Comment 9 Xavier Neys (RETIRED) gentoo-dev 2008-01-17 22:24:27 UTC
http://www.gentoo.org/main/en/mirrors2.xml is the new mirror list, data comes from mirrors3.xml
Links can now point straight to regions or countries, e.g. http://www.gentoo.org/main/en/mirrors2.xml#Finland

If you can confirm mirrorselect uses mirrors.xml?passthru=1, I can redirect the current mirrors.xml to mirrors2.xml without disrupting it.

http://www.gentoo.org/main/en/mirrors3.xml serves the XML data, other formats can be tought of later on.

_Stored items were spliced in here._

PR #1225, opened 2022-03-21
Price length and decimals number validation

### LINKED ISSUE #1220: No form validation on price length
**Describe the bug**
The pricing form let's you enter any number of any size but then if it's too big the transactions won't go through. It would be better to catch this on the pricing form with an error message that pops up saying the max number size. Same issue happens when there are too many decimals. 

**To Reproduce**
1. Enter information to publish asset
2. Set fixed price as 100000000000000000000000000000000000000000000000000000000000000000000000000000000

**Screenshots**
image

claudiaHash:
Fixes #1220  .

Changes proposed in this PR:

- price length validation (max 1000000) and number of decimal digits (max 6 ) validation for price in publish form


src/components/Publish/_validation.ts
```diff
@@ -54,13 +55,23 @@ const validationService = {
...
   // https://github.com/jquense/yup#mixedwhenkeys-string--arraystring-builder-object--value-schema-schema-schema
   price: Yup.number()
     .min(1, (param: { min: number }) => `Must be more or equal to ${param.min}`)
+    .max(
+      1000000,
+      (param: { max: number }) => `Must be less than or equal to ${param.max}`
+    )
+    .test(
+      'maxDigitsAfterDecimal',
+      'Must have less than 7 decimal digits',
```
kremalicious, line 72: there's `MAX_DECIMALS` in `src/@utils/constants.ts` where this number should come from

src/components/Publish/_validation.ts
```diff
@@ -54,13 +55,23 @@ const validationService = {
   })
 }
 
+const decimalDigitsValidation = new RegExp(/^\d+(\.\d{1,6})?$/)
```
kremalicious, line 58: hard to come up with clear variable name so we don't have to explain regex in code comment. Is `maxDecimalsValidation` more clear?

src/components/Publish/_validation.ts
```diff
@@ -54,13 +56,23 @@ const validationService = {
   })
 }
 
+const maxDecimalsValidation = new RegExp(/^\d+(\.\d{1,5})?$/)
```
kremalicious, line 59: uuuh fun, does interpolation work in regex? Cause this also needs to be based on `MAX_DECIMALS`

claudiaHash: I tried that and it seems not, because of the non-literal argument found in the regex. looking for alternatives

mihaisc:
image

src/components/Publish/_validation.ts
```diff
@@ -54,25 +56,56 @@ const validationService = {
...
+    )
     .required('Required'),
   weightOnDataToken: Yup.string().required('Required'),
   weightOnOcean: Yup.string().required('Required'),
   swapFee: Yup.number()
     .min(0.1, (param) => `Must be more or equal to ${param.min}`)
     .max(10, 'Maximum is 10%')
+    .test(
+      'maxDigitsAfterDecimal',
+      `Must have maximum ${MAX_DECIMALS - 1} decimal digits`,
```
claudiaHash, line 106: Got an  error on publish for 5 decimals on swap fee. It worked fine with 4 decimals

mihaisc: `MAX_DECIMALS`  is 5 so, 5-1 =4  . i think  `MAX_DECIMALS`   should be 6, no idea why i set it to 5

claudiaHash: should i change it in the constants.ts file?

mihaisc: yes please

src/components/Publish/_validation.ts
```diff
@@ -60,7 +60,7 @@ const maxDecimalsValidation = new RegExp(
   '^\\d+(\\.\\d{1,' + MAX_DECIMALS + '})?$'
 )
 const swapFeeMaxDecimalsValidation = new RegExp(
-  '^\\d+(\\.\\d{1,' + (MAX_DECIMALS - 1) + '})?$'
+  '^\\d+(\\.\\d{1,' + (MAX_DECIMALS - 2) + '})?$'
```
mihaisc, line 63: why is it -2?

src/components/Publish/_validation.ts
```diff
@@ -103,7 +103,7 @@ const validationPricing = {
     .max(10, 'Maximum is 10%')
     .test(
       'maxDigitsAfterDecimal',
-      `Must have maximum ${MAX_DECIMALS - 1} decimal digits`,
+      `Must have maximum ${MAX_DECIMALS - 2} decimal digits`,
```
mihaisc, line 106: same as above

claudiaHash: Publishing asset doesn't work for more than 4 decimals in case of the swap fee field

mihaisc: ah, you are right, there is a min value

mihaisc (approved):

Important: do not forget to add the processing instruction to mirrors3.xml when you transform your upstream XML. If you need help with the upstream XSL, just ask.
Besides, make the new mirrorselect use mirrors3.xml, *not* mirrors3.xml?pasthru=1

Enjoy!
Comment 10 Robin Johnson archtester Gentoo Infrastructure gentoo-dev Security 2008-01-17 22:46:08 UTC
neysx++: that looks absolutely stunning.

One very small glitch I see, for mirrors that have ipv6=y, rendering in mirrors2.xml can you have:
ipv4=y ipv6=y => "IPv4 & IPv6"
ipv4=n ipv6=y => "IPv6 only"

As the current display doesn't tell you if it's an IPv6 only address.
Comment 11 Xavier Neys (RETIRED) gentoo-dev 2008-01-17 23:05:54 UTC
(In reply to comment #10)
> neysx++: that looks absolutely stunning.

Thanks.

> One very small glitch I see, for mirrors that have ipv6=y, rendering in
> mirrors2.xml can you have:
> ipv4=y ipv6=y => "IPv4 & IPv6"
> ipv4=n ipv6=y => "IPv6 only"
> 
> As the current display doesn't tell you if it's an IPv6 only address.

Sure, I only just noticed the "ipv6 only" in mirrors.xml
Comment 12 Robin Johnson archtester Gentoo Infrastructure gentoo-dev Security 2009-12-28 01:47:54 UTC
Ok, this bug looks like we resolved it a while ago.